Speaker
Description
Low Gain Avalanche Diodes (LGADs) represent the state-of-the-art in timing measurements and will instrument the future timing detectors of ATLAS and CMS for the High-Luminosity LHC. While initially conceived as a sensor for charged particles, the intrinsic gain of LGADs makes it possible to detect low-energy X-rays with good energy resolution and excellent timing (tens of picoseconds). Using the Stanford Synchrotron Radiation Lightsource (SSRL) at SLAC and the Sirius Lightsource at Laboratorio Nacional de Luz Sincrotron (LNLS), several LGADs and AC-LGADs designs were characterized with energies ranging from 5 to 70keV and beam spots from nanometric to micrometric sizes. Both facilities provide 10ps pulsed X-ray bunches separated by 2ns intervals with very low energy dispersion ($\delta E/E<10^{-4}$). The tested LGADs are prototypes from several manufacturers -- fabricated with different thickness and gain layer designs -- and were read out using fast amplification boards and high bandwidth, high sampling rate oscilloscopes.
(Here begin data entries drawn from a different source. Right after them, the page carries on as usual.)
Issue #614, opened 2022-08-26
Remove `extfvk` argument from `shield_transparent_funds`


str4d:
`shield_transparent_funds` shields funds from the transparent part of a given `account` to its shielded part. It currently takes an `extfvk` explicitly as an argument, and internally confirms it exists in the `accounts` table. Instead of that, we should just _use_ the viewing key from the `accounts` table, and derive an appropriate shielded recipient to send funds to.

PR #615, opened 2022-08-26
Shield funds to the internal Sapling key for a specified account.

nuttycom:
This updates `shield_transparent_funds` to look up the internal
(change) address for the account specified, and use that as the
destination for shielding transparent funds.

### DIFF
--- a/zcash_client_backend/src/data_api/error.rs
+++ b/zcash_client_backend/src/data_api/error.rs
@@ -24,6 +24,9 @@ pub enum ChainInvalid {
 
 #[derive(Debug)]
 pub enum Error<NoteId> {
+    /// No account with the given identifier was found in the wallet.
+    AccountNotFound(AccountId),
+
     /// The amount specified exceeds the allowed range.
     InvalidAmount,
 
@@ -34,12 +37,6 @@ pub enum Error<NoteId> {
 
     /// Chain validation detected an error in the block at the specified block height.
     InvalidChain(BlockHeight, ChainInvalid),
-
-    /// A provided extsk is not associated with the specified account.
-    AccountNotFound(AccountId),
-
-    /// No key of the given type was associated with the specified account.
-    KeyNotFound(AccountId, Typecode),
 
     /// A provided extsk is not associated with the specified account.
     InvalidExtSk(AccountId),
@@ -54,6 +51,9 @@ pub enum Error<NoteId> {
     /// The root of an output's witness tree in a previously stored transaction
     /// does not correspond to root of the current commitment tree.
     InvalidWitnessAnchor(NoteId, BlockHeight),
+
+    /// No key of the given type was associated with the specified account.
+    KeyNotFound(AccountId, Typecode),
 
     /// The wallet must first perform a scan of the blockchain before other
     /// operations can be performed.
@@ -86,6 +86,9 @@ impl ChainInvalid {
 impl<N: fmt::Display> fmt::Display for Error<N> {
     fn fmt(&self, f: &mut fmt::Formatter) -> fmt::Result {
         match &self {
+            Error::AccountNotFound(account) => {
+                write!(f, "Wallet does not contain account {}", u32::from(*account))
+            }
             Error::InvalidAmount => write!(
                 f,
                 "The value lies outside the valid range of Zcash amounts."
@@ -97,12 +100,6 @@ impl<N: fmt::Display> fmt::Display for Error<N> {
             ),
             Error::InvalidChain(upper_bound, cause) => {
                 write!(f, "Invalid chain (upper bound: {}): {:?}", u32::from(*upper_bound), cause)
-            }
-            Error::AccountNotFound(account) => {
-                write!(f, "Unrecognized account {}", u32::from(*account))
-            }
-            Error::KeyNotFound(account, typecode) => {
-                write!(f, "No {:?} key was available for account {}", typecode, u32::from(*account))
             }
             Error::InvalidExtSk(account) => {
                 write!(f, "Incorrect ExtendedSpendingKey for account {}", u32::from(*account))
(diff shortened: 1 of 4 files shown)


zcash_client_backend/src/data_api/wallet.rs
```diff
@@ -448,11 +449,20 @@ where
...
+    // Obtain the UFVK for the specified account & use its internal change address
+    // as the destination for shielded funds.
+    let shielding_address = wallet_db
+        .get_unified_full_viewing_keys()
+        .and_then(|ufvks| {
+            ufvks
+                .get(&account)
+                .ok_or_else(|| E::from(Error::AccountNotFound(account)))
+                .and_then(|ufvk| {
+                    ufvk.sapling()
```
str4d, line 461: Add a TODO here (with an issue that is blocked by #614) to have this formally select the most preferred shielded receiver. Currently that is Sapling because we can't receive or spend Orchard funds, but that will change soon and we want to remember to update this.

zcash_client_backend/src/data_api/error.rs
```diff
@@ -34,6 +35,12 @@ pub enum Error<NoteId> {
     /// Chain validation detected an error in the block at the specified block height.
     InvalidChain(BlockHeight, ChainInvalid),
 
+    /// A provided extsk is not associated with the specified account.
+    AccountNotFound(AccountId),
+
+    /// No key of the given type was associated with the specified account.
+    KeyNotFound(AccountId, Typecode),
+
```
str4d, line 43: These are maximally non-sorted 😝 I'd prefer they be sorted into the (currently mostly sorted) list of enum cases.

zcash_client_backend/src/data_api/error.rs
```diff
@@ -34,6 +35,12 @@ pub enum Error<NoteId> {
     /// Chain validation detected an error in the block at the specified block height.
     InvalidChain(BlockHeight, ChainInvalid),
 
+    /// A provided extsk is not associated with the specified account.
```
str4d, line 38: This comment doesn't make sense (copy-paste error?) - the error kind is AFAICT for when a given account ID is not present in the wallet.

zcash_client_backend/src/data_api/error.rs
```diff
@@ -91,6 +98,12 @@ impl<N: fmt::Display> fmt::Display for Error<N> {
             Error::InvalidChain(upper_bound, cause) => {
                 write!(f, "Invalid chain (upper bound: {}): {:?}", u32::from(*upper_bound), cause)
             }
+            Error::AccountNotFound(account) => {
+                write!(f, "Unrecognized account {}", u32::from(*account))
```
str4d, line 102:
```suggestion
                write!(f, "Wallet does not contain account {}", u32::from(*account))
```

zcash_primitives/src/sapling/keys.rs
```diff
@@ -292,6 +292,13 @@ impl DiversifiableFullViewingKey {
         zip32::sapling_default_address(&self.fvk, &self.dk)
     }
 
+    /// Returns the internal address corresponding to the smallest valid diversifier index,
+    /// along with that index.
```
str4d, line 296:
```suggestion
    /// Returns the internal address corresponding to the smallest valid diversifier index,
    /// along with that index.
    ///
    /// This address **MUST NOT** be encoded and exposed to end users. User interfaces
    /// should instead mark these notes as "change notes" or "internal wallet operations".
```

zcash_primitives/CHANGELOG.md
```diff
@@ -108,6 +108,9 @@ and this library adheres to Rust's notion of
   refactored to become a member function of a new `DiversifiableFullViewingKey`
   type, which represents the ability to derive IVKs, OVKs, and addresses, but
   not child viewing keys.
+- `zcash_primitives::sapling::keys::DiversifiableFullViewingKey::change_address`
+  has been added as a convenience method for obtaining the change address
+  at the default diversifier.
```
str4d, line 113:
```suggestion
  at the default diversifier. This address **MUST NOT** be encoded and exposed
  to users. User interfaces should instead mark these notes as "change notes" or
  "internal wallet operations".
```

zcash_client_backend/src/data_api/wallet.rs
```diff
@@ -418,11 +421,10 @@ where
 /// * `prover`: The TxProver to use in constructing the shielded transaction.
 /// * `sk`: The secp256k1 secret key that will be used to detect and spend transparent
 ///   UTXOs.
-/// * `extfvk`: The extended full viewing key that will be used to produce the
-///   Sapling address to which funds will be sent.
-/// * `account`: The ZIP32 account identifier associated with the the extended
-///   full viewing key. This procedure will return an error if this does not correctly
-///   correspond to `extfvk`.
+/// * `account`: The ZIP32 account identifier for the account to which funds will
+///   be shielded. Funds will be shielded to the internal (change) address associated with the
```
str4d, line 425: Hmm; is it intended that `shield_transparent_funds` can shield funds from an _arbitrary_ account (specifically whichever account `sk` corresponds to) to `account`? Or should it only be shielding funds within `account` itself?

zcash_client_backend/src/data_api/wallet.rs
```diff
@@ -418,11 +421,10 @@ where
...
+///   Sapling key corresponding to this account, or if a Sapling key is not available for this
+///   account this function will return an error.
```
str4d, line 427:
```suggestion
///   most preferred shielded receiver corresponding to this account, or if no shielded
///   receiver can be used for this account, this function will return an error.
```

str4d (changes requested):

zcash_client_backend/src/data_api/wallet.rs
nuttycom: If we want to enforce that constraint, we will just have to check that correspondence and return an error if it doesn't hold.  Opened https://github.com/zcash/librustzcash/issues/616 to track this.

zcash_client_backend/src/data_api/error.rs
nuttycom, line 38:
```suggestion
    /// No account with the given identifier was found in the wallet.
```

zcash_client_backend/src/data_api/wallet.rs
nuttycom, line 461:
```suggestion
                    // TODO: select the most preferred shielded receiver once we have the ability to
                    // spend Orchard funds.
                    ufvk.sapling()
```

nuttycom: Added #617

str4d (approved):
utACK ba1bb65a5f52477d21bd24d2962667812a2a7e94

PR #619, opened 2022-08-29
`zcash_client_sqlite`: Improve type safety for prepared statements

str4d:
This PR is overall a no-op, but collects all usages of `DataConnStmtCache` prepared statements into a private submodule `zcash_client_sqlite::prepared`. This forces the rest of the crate to only interact with the statements through type-safe APIs, and keeps the definition and execution of prepared statements close together for reviewability.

The charge collection and multiplication mechanism were simulated using Geant4 and TCAD Sentaurus, providing an important handle for interpreting the data. In this contribution, the results of the data analysis and simulation will be presented.
| Type of presentation (in-person/online) | in-person presentation |
|---|---|
| Type of presentation (scientific results or project proposal) | Presentation on scientific results |